# A Close Look at the Thermaltake Level 10 Extreme Gaming Station Case



## Darksaber (Jun 4, 2009)

We got a chance to take a close look at the Thermaltake Level 10 enclosure. It is constructed of solid aluminum panels. The full name of the chassis is "Level 10 Extreme Gaming Station" and will be available as a limited edition. Thermaltake is aiming for a 750 US Dollar price point. We have managed to take an exclusive sneak peak at the inside as well as the rear panel. 


 

 



As you can see, each compartement is isolated. The power supply and each hard drive bay are seperated. The mainboard one can easily be opened and as you can see, the cables are routed under the mainboard tray. We got a quick glance at the cable routing possibility as well.


 



*View at TechPowerUp Main Site*


----------



## DrPepper (Jun 4, 2009)

750USD wtf ? Thats rediculous. I want it though.


----------



## MoonPig (Jun 4, 2009)

damn thats nice.

Me wanty!

But not at that price. $750 .. That's gunna be mad in the UK... lol


----------



## Evo85 (Jun 4, 2009)

Got to admit, that friggin rocks! 

 The price point is a little high though.


----------



## DOM (Jun 4, 2009)

that is fugly


----------



## HolyCow02 (Jun 4, 2009)

DOM said:


> that is fugly



you sir read my mind. Great idea, but ugh... hit every branch falling from the top of the ugly tree. Crazy expensive too!


----------



## Sihastru (Jun 4, 2009)

Beauty is in the eye of the beholder. I am not that beholder.


----------



## newtekie1 (Jun 4, 2009)

It's unigue, I'll give them that.  At least they are still trying new things.

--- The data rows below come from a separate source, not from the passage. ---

PR #22973, opened 2022-01-31
Add convenience methods for constructing `AlgebraicField`

### LINKED ISSUE #22954: polys/numberfields: Convenience constructors for `AlgebraicField`
I'd like to propose a pair of new constructor methods, to support a couple of common use cases.

## Use Case 1

* You want a number field `Q(a)`,
* AND you have the minimal polynomial `f(x)` for `a`,
* AND you don't care _which_ root of `f` `a` is. (E.g. it's a Galois field, so it doesn't matter.),
* AND, OPTIONALLY you want an `alias` for `a` so that field elements print nicely.

## Use Case 2

* You want the `n`th cyclotomic field.
* You probably want the primitive element to be aliased either `"zeta"` or `f"zeta{n}"`.

## The Current Situation

For Use Case 1, you have to do this:
```python
alpha = AlgebraicNumber(CRootOf(f, -1), alias="alpha")
K = QQ.algebraic_field(alpha)

```
which has several problems:

* It's too long.
* You shouldn't have to import `CRootOf`.
* You shouldn't have to choose an index for `CRootOf`.

Use Case 2 is similar, and you also have to import `cyclotomic_poly`:

```python
zeta = AlgebraicNumber(CRootOf(cyclotomic_poly(19), -1), alias="zeta")
K = QQ.algebraic_field(zeta)
```

## Proposal

Alongside the `QQ.algebraic_field()` method (which takes one arg, being an `Expr`) I would propose two additional methods:

```python
    def alg_field_from_poly(self, poly, alias=None, root_index=-1):
        alpha = AlgebraicNumber(CRootOf(poly, root_index), alias=alias)
        return self.algebraic_field(alpha)

    def cyclotomic_field(self, n, alias="zeta", ss=False, gen=None, root_index=-1):
        if ss:
            alias += str(n)
        return self.alg_field_from_poly(cyclotomic_poly(n, gen), alias=alias, root_index=root_index)

```

Then the above examples become

```python
K = QQ.alg_field_from_poly(f, "alpha")
```

and

```python
K = QQ.cyclotomic_field(19)
```

## Rationale

For a "canonical" default root, `-1` is the best index to pass to `CRootOf`. In common cases like quadratic or cyclotomic fields, this will select the root you tend to think of: the positive square root, or the square root with positive imaginary part, or `exp(2*I*pi/n)` for the `n`th cyclotomic field.

skieffer:

Fixes #22954 

Adds a couple of convenience methods for constructing `AlgebraicField`.

Serves users who don't care about the complex embedding, by choosing an embedding for them.

In particular, makes constructing a cyclotomic field much easier.

#### Release Notes

* polys
  * Add convenience constructors for `AlgebraicField`

### DIFF
--- a/sympy/polys/domains/domain.py
+++ b/sympy/polys/domains/domain.py
@@ -922,7 +922,7 @@ class Domain:
         >>> K.ext.minpoly == f
         True
         >>> g = Poly(8*x**3 - 6*x - 1)
-        >>> L = QQ.alg_field_from_poly(g, alias="alpha")
+        >>> L = QQ.alg_field_from_poly(g, "alpha")
         >>> L.ext.minpoly == g
         True
         >>> L.to_sympy(L([1, 1, 1]))
@@ -962,7 +962,7 @@ class Domain:
         >>> K = QQ.cyclotomic_field(5)
         >>> K.to_sympy(K([-1, 1]))
         1 - zeta
-        >>> L = QQ.cyclotomic_field(7, ss=True)
+        >>> L = QQ.cyclotomic_field(7, True)
         >>> a = L.to_sympy(L([-1, 1]))
         >>> print(a)
         1 - zeta7
--- a/sympy/polys/domains/domain.py
+++ b/sympy/polys/domains/domain.py
@@ -3,6 +3,7 @@
 
 from typing import Any, Optional, Type
 
+from sympy.core.numbers import AlgebraicNumber
 from sympy.core import Basic, sympify
 from sympy.core.sorting import default_sort_key, ordered
 from sympy.external.gmpy import HAS_GMPY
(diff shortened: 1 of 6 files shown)


sympy/polys/domains/domain.py
```diff
@@ -891,6 +892,90 @@ def algebraic_field(self, *extension):
...
+        >>> L.ext.minpoly == g
+        True
+        >>> L.to_sympy(L([1, 1, 1]))
+        alpha**2 + alpha + 1
+
+        """
+        from sympy.polys.rootoftools import CRootOf
+        root = CRootOf(poly, root_index)
+        alpha = AlgebraicNumber(root, alias=alias)
+        return self.algebraic_field(alpha)
```
oscarbenjamin, line 935: Maybe it would be useful for this method to return the generator as well.

skieffer: I don't think it's necessary, since it can be easily accessed from the field:
```python
In [4]: K = QQ.alg_field_from_poly(Poly(8*x**3 - 6*x - 1))

In [5]: K.ext
Out[5]: CRootOf(8*x**3 - 6*x - 1, 2)
```

oscarbenjamin: Oh, of course.

oscarbenjamin:
Looks good to me

sympy/polys/domains/domain.py
```diff
@@ -891,6 +892,90 @@ def algebraic_field(self, *extension):
...
+
+    def cyclotomic_field(self, n, alias="zeta", ss=False, gen=None, root_index=-1):
```
skieffer, line 937: Checking this over, I realized the order of the args `ss` and `alias` should be swapped. It will be more common to want to activate the subscript than to want to use a symbol other than `zeta`.

I'll make this change and (if still no objections) will merge soon.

It's not for me, it isn't my style but I wouldn't call it ugly...

Personally, I'll take this over the Level 10 anyday...Save myself $725 too.


----------



## Sasqui (Jun 4, 2009)

Sihastru said:


> Beauty is in the eye of the beholder. I am not that beholder.



LOL


----------



## Mistral (Jun 4, 2009)

Awesome case... Love the design... I'll buy the waterproof edition.


----------



## BumbleBee (Jun 4, 2009)

in my opinion this case is ridiculous the price does not justify it. it's just an aluminum mold over the components the temperatures are probably average when compared to the open air of a standard chassis maybe even worst because I don't see much ventilation for any of the compartments and aluminum cases offer no thermal benefits, there is a reason why hard drives are placed in front of a intake fan this case also looks like it will run into clearance issues eventually. even if this case wasn't a collectors edition it would be doomed popular for a whole five minutes.


----------



## Deleted member 24505 (Jun 4, 2009)

You cant show off your thousands of dollars worth of hardware though.


----------



## BumbleBee (Jun 4, 2009)

you can't even do that there is no window. I don't even know anybody that owns the Lian Li TYR PCX-2000/ABS Canyon 695 and it's considered the best real world application case you can buy.


----------



## reverze (Jun 4, 2009)

$750?

Get the hell out of here.

You must be rich with no brains to pay that kind of cash for that.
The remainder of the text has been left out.